A proposta que será analisada determina que os recursos arrecadados sejam divididos com estados, Distrito Federal e municípios. O texto estipula que 54% dos valores arrecadados serão destinados à União, enquanto 46% seguirão para os outros entes.

A repatriação de ativos foi autorizada pela Lei 13.254/16, que criou o Regime Especial de Regularização Cambial e Tributária (RERCT). O prazo para adesão ao regime começou em abril e terminou em 31 de outubro. Pela proposta em tramitação, em vez de um custo total de 30% de imposto para regularizar os bens, o contribuinte terá de pagar as alíquotas de 17,5% de multa e 17,5% de Imposto de Renda, 35% no total.

Mulheres
Na pauta divulgada para hoje, o primeiro item é o Projeto de Lei 7371/14, da Comissão Parlamentar Mista de Inquérito (CPMI) da Violência contra a Mulher, que cria o Fundo Nacional de Enfrentamento à Violência contra as Mulheres. Segundo projeto, o fundo receberá dinheiro do orçamento, de doações, de convênios e de seus rendimentos para investir em políticas de combate à violência contra a mulher.
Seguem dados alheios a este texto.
PR #1081, opened 2026-07-16
RANGER-5693: Stop logging full JWT bearer tokens on validation failure

ramackri:
## Summary

- Remove logging of the full serialized JWT bearer token (`header.payload.signature`) when `RangerJwtAuthHandler` validation fails.
- Log only non-sensitive metadata: `subject`, `audience`, `issuer`, `keyId`, `jwtId`.

**JIRA:** https://issues.apache.org/jira/browse/RANGER-5693

## Problem

On validation failure, `RangerJwtAuthHandler.authenticate()` logged:

```
RangerJwtAuthHandler.authenticate(): Validation failed for JWT token: [<full serialized JWT>]
```

`validateToken()` checks claims in order: **expiration → signature → audience → issuer**. A cryptographically valid, unexpired token rejected only for **audience mismatch** still hit this WARN path. The full bearer credential in logs could be replayed against another Ranger JWT consumer that trusts the same signing material and accepts the token's audience.

## Fix

**Before:**

```java
LOG.warn("... Validation failed for JWT token: [{}] ", jwtToken.serialize());
```

**After:**

```java
LOG.warn("JWT validation failed ({})", safeJwtLogContext(jwtToken));
```

`safeJwtLogContext()` emits diagnostic fields only, for example:

```
JWT validation failed (subject=f015_replay_user, audience=service-a, issuer=test-issuer, keyId=kid-abc, jwtId=jti-123)
```

The raw bearer string is never written to operational logs. `jwtId` (`jti` claim) provides log correlation when present.

### Null-safety

- `validateAudiences()`: guard `tokenAudienceList != null` before iterating (avoids NPE when `aud` claim is absent).
- `safeJwtLogContext()`: guard `jwtToken.getHeader()` before reading `keyId`; use `StringUtils.join()` for audience list (JDK 8 compatible, tolerates null list entries).

## Files changed (2)

| File | Change |
|------|--------|
| `ranger-authn/.../RangerJwtAuthHandler.java` | Safe logging, `safeJwtLogContext()`, audience null guard |
| `ranger-authn/.../TestRangerJwtAuthHandler.java` | Unit tests for safe context and missing audience |

### Unit tests (automated)

```bash
mvn -pl ranger-authn test -Dtest=TestRangerJwtAuthHandler
mvn verify -pl ranger-authn -Dtest=TestRangerJwtAuthHandler -Drat.skip=true
```

### DIFF
--- a/ranger-authn/src/main/java/org/apache/ranger/authz/handler/jwt/RangerJwtAuthHandler.java
+++ b/ranger-authn/src/main/java/org/apache/ranger/authz/handler/jwt/RangerJwtAuthHandler.java
@@ -40,9 +40,6 @@ import org.slf4j.Logger;
 import org.slf4j.LoggerFactory;
 
 import java.net.URL;
-import java.nio.charset.StandardCharsets;
-import java.security.MessageDigest;
-import java.security.NoSuchAlgorithmException;
 import java.text.ParseException;
 import java.util.Arrays;
 import java.util.Date;
@@ -130,7 +127,7 @@ public abstract class RangerJwtAuthHandler implements RangerAuthHandler {
                         }
                         return userName;
                     } else {
-                        LOG.warn("JWT validation failed ({})", safeJwtLogContext(jwtToken, serializedJWT));
+                        LOG.warn("JWT validation failed ({})", safeJwtLogContext(jwtToken));
                     }
                 } catch (ParseException pe) {
                     LOG.warn("RangerJwtAuthHandler.authenticate(): Unable to parse the JWT token", pe);
@@ -313,14 +310,12 @@ public abstract class RangerJwtAuthHandler implements RangerAuthHandler {
 
     /**
      * Build non-sensitive JWT metadata for operational logs.
-     * Never log the raw bearer token; a one-way hash is included for
-     * correlation across log lines.
+     * Never log the raw bearer token.
      *
      * @param jwtToken parsed JWT used to extract claim metadata
-     * @param serializedJwt original bearer string, hashed for correlation only
      * @return safe diagnostic string for log output
      */
-    protected String safeJwtLogContext(final SignedJWT jwtToken, final String serializedJwt) {
+    protected String safeJwtLogContext(final SignedJWT jwtToken) {
         try {
             JWTClaimsSet claims = jwtToken.getJWTClaimsSet();
             JWSHeader header = jwtToken.getHeader();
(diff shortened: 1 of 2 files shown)


ranger-authn/src/main/java/org/apache/ranger/authz/handler/jwt/RangerJwtAuthHandler.java
```diff
@@ -304,6 +311,43 @@ protected boolean validateIssuer(final SignedJWT jwtToken) {
...
+            List<String> tokenAudiences = claims.getAudience();
+            String audience = tokenAudiences == null || tokenAudiences.isEmpty() ? null : StringUtils.join(tokenAudiences, ",");
+
+            return String.format("subject=%s, audience=%s, issuer=%s, keyId=%s, jwtId=%s, tokenHash=%s", claims.getSubject(), audience, claims.getIssuer(), keyId, claims.getJWTID(), sha256Hex(serializedJwt));
+        } catch (ParseException pe) {
+            return "claims_unparseable";
+        }
+    }
+
+    private static String sha256Hex(final String value) {
```
kumaab: What value does `sha256Hex` add here? I suggest dropping sha256/tokenHash entirely.

Agreed it enables correlation, but `jti` (claims.getJWTID()) already covers that whenever it's present, and when it's absent the opaque hash is non-actionable for normal debugging — so it's not worth the added code for this fix.

ramackri: Sure i will remove it

ranger-authn/src/test/java/org/apache/ranger/authz/handler/jwt/TestRangerJwtAuthHandler.java
```diff
@@ -106,4 +116,37 @@ void validateIssuerFalse_whenJwtClaimsCannotBeParsed() throws Exception {
...
+
+        String context = handler.callSafeJwtLogContext(SignedJWT.parse(serialized));
+
+        assertNotNull(context);
+        assertTrue(context.contains("subject=f015_replay_user"));
+        assertTrue(context.contains("audience=service-a"));
+        assertTrue(context.contains("issuer=test-issuer"));
+        assertTrue(context.contains("keyId=kid-abc"));
+        assertTrue(context.contains("jwtId=jti-123"));
+        assertFalse(context.contains("tokenHash="));
```
kumaab: L146 needs to be removed.

ramackri: @kumaab Removed assertFalse(context.contains("tokenHash="));

dhavalshah9131 (approved):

Entre as ações que podem ser beneficiadas estão: assistência a vítimas, medidas pedagógicas e campanhas de prevenção, pesquisas, participação de representantes oficiais em eventos relacionados à temática da violência contra a mulher, reforma de instalações, compra de equipamentos e outros gastos relacionados à gestão (exceto pagamento de pessoal).

Crianças e adolescentes
Também poderá ser analisado o Projeto de Lei 3792/15, da deputada Maria do Rosário (PT-RS) e outros, que cria um sistema de garantia de direitos de crianças e adolescentes que sejam testemunhas ou vítimas de violência. A proposta obriga a União, os estados, os municípios e o Distrito Federal a se articular em políticas públicas para resguardar os direitos de crianças e adolescentes e protegê-los de situações de violência.

O texto estabelece, por exemplo, regras para os depoimentos dados por crianças e adolescentes, com a garantia de que as vítimas de violência, especialmente sexual, sejam ouvidas apenas por profissionais devidamente capacitados dos órgãos da saúde, assistência social e segurança responsáveis diretamente pelo atendimento dessas situações.

Partidos
Também poderá ir a voto também o Projeto de Lei 4424/16, do deputado licenciado e atual ministro dos Transportes, Maurício Quintella Lessa (PR-AL). Ontem, presidentes das legendas partidárias, reuniram-se com o presidente do TSE, ministro Gilmar Mendes, para buscar um texto de consenso em torno da proposta. Para o presidente da Câmara, Rodrigo Maia, a decisão de permitir ou não a existência de diretórios partidários provisórios nos estados e nos municípios cabe ao Congresso Nacional, mas ressaltou a importância de construir um acordo entre os partidos e o TSE.

A redação original prevê, além da possibilidade de manutenção permanente de diretórios provisórios nos estados, dois outros pontos: manutenção do registro dos partidos mesmo quando tiverem as contas julgadas como "não prestadas" ou desaprovadas; e revogação do direito do TSE de expedir instruções para a execução da Lei dos Partidos Políticos (Lei 9.096/95).

Fundos de pensão
A pauta também inclui, entre outros itens, o Projeto de Lei Complementar (PLP) 268/16, do Senado, que cria regras para escolha e atuação de diretores-executivos e conselheiros de fundos fechados de previdência complementar vinculados a entes públicos e suas empresas, fundações ou autarquias.